LAS VEGAS– PharmaCyte Biotech, Inc. (Nasdaq: PMCB) announced it has entered into a securities purchase agreement for a $7 million financing with its existing investors. The private placement involves the sale of 7,000 shares of newly designated Series C convertible preferred stock, valued at $1,000 per share, which can be converted into 7 million shares of common stock. The financing also includes warrants to purchase up to 7 million shares of common stock. Closing is expected on or about Aug. 19, subject to customary conditions.
GP Nurmenkari Inc. is serving as the sole placement agent.

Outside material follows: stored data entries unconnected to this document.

PR #882, opened 2023-06-13
fix (proposed): set the default tfenv to linux for EC2 instances, local dev, etc.

kuannie1:
I'm not sure if this is the smartest change, but I think it could be a first step. For a lot of us with M1 macs, we run into incompatibilities where our tfenv architecuture is set to darwin_arm64 instead of the linux one. Most of our EC2 Instances run in amd though--we don't want to change the default to the newest Macbook default. 

For example, I'd get this error a lot when I run terraform locally:
```
╷
│ Error: Incompatible provider version
│ 
│ Provider registry.terraform.io/hashicorp/template v2.2.0 does not have a
│ package available for your current platform, darwin_arm64.
│ 
│ Provider releases are separate from Terraform CLI releases, so not all
│ providers are available for all platforms. Other versions of this provider
│ may have different platforms supported.
╵
```
I couldn't get rid of it until I modified the conditions of the tf_env install--I didn't care about getting the M1 Macbook version so I looked into ways to convince tf_env I'm using linux_amd64 architecture.

This change exports and sets a TFENV architecture to Linux by default--I have not tested whether we can override it back to arm64 or not.

### DIFF
--- a/testdata/auth0_provider_yaml/scripts/common.mk
+++ b/testdata/auth0_provider_yaml/scripts/common.mk
@@ -12,6 +12,7 @@ TFENV_DIR ?= $(REPO_ROOT)/.fogg/tfenv
 export PATH :=$(TFENV_DIR)/libexec:$(TFENV_DIR)/versions/$(TERRAFORM_VERSION)/:$(REPO_ROOT)/.fogg/bin:$(PATH)
 export TF_PLUGIN_CACHE_DIR=$(REPO_ROOT)/.terraform.d/plugin-cache
 export TF_IN_AUTOMATION=1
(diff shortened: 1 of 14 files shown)


jakeyheath:
I think the real problem here is that some of our old modules utilized `registry.terraform.io/hashicorp/template`. I actually fixed it so that the module is updated, but some workspaces still reference the old one. Their state's need to be refreshed with the latest module before that disappears entirely. Here's the PR that I used to fix it:

https://github.com/chanzuckerberg/shared-infra/pull/7716

jakeyheath:
I'm confused about the comment about EC2 instances. Why would that matter in this case?

PR #1101, opened 2025-03-21
chore: CCIE-4284 replace tibdex/github-app-token

wontonst:


wontonst:
gave it 

> replace all uses of tibdex/github-app-token with actions/create-github-app-token@v1. the inputs to the action have also changed. use private-key instead of private_key and use app-id instead of app_id

and it worked.

if another action was using app_id it would've incorrectly replaced it though. I wonder if the AI would be smart enough to undo that change.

“This financing, priced at a premium to our current market price and led by our existing investors, reflects strong confidence in PharmaCyte’s future,” said Josh Silverman, interim CEO of PharmaCyte. “It meaningfully strengthens our balance sheet, positions us to enhance shareholder value, and enables us to continue pursuing strategic alternatives that we believe can maximize long-term returns for our stockholders.”
The preferred stock carries a conversion price of $1.00 per common share and a 7 percent quarterly dividend payable in cash. The warrants, also priced at $1.00 per share, are exercisable immediately and remain valid for five years.
PharmaCyte noted that the securities were sold in a private placement exempt from registration under the Securities Act of 1933. The company has agreed to file a registration statement with the Securities and Exchange Commission to register the resale of common shares issuable upon conversion of the preferred stock and exercise of the warrants.